**Study material**
⁂
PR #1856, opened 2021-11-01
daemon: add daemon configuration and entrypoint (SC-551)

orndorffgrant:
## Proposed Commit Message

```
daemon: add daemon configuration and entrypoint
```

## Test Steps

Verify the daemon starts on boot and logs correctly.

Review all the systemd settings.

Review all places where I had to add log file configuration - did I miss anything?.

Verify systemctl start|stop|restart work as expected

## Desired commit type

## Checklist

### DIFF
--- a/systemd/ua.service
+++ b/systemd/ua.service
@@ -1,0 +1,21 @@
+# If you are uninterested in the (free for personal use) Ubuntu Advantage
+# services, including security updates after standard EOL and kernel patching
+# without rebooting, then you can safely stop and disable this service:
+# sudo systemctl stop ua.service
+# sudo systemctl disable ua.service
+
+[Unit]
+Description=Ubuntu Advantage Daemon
⁂
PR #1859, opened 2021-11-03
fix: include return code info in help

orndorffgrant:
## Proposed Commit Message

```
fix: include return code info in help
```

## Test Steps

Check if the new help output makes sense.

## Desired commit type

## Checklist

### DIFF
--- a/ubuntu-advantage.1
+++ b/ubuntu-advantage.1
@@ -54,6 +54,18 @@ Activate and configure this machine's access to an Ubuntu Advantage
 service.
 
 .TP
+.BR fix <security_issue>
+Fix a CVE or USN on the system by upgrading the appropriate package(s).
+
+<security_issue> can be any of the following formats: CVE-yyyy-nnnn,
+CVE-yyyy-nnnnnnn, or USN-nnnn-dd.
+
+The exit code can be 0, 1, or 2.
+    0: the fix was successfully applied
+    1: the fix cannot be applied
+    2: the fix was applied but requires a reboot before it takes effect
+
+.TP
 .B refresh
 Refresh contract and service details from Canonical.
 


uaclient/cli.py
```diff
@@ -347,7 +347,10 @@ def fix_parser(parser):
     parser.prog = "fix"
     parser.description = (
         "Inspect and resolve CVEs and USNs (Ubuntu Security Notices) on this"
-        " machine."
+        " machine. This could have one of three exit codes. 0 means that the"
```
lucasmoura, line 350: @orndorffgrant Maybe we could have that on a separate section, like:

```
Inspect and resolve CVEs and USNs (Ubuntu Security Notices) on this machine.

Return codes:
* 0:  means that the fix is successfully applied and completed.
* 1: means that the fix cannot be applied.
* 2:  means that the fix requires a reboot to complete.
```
⁂
**Problem**
In the data above, how many lines include the word "systemd"? Answer with the number only.

**Solution for this exercise**
3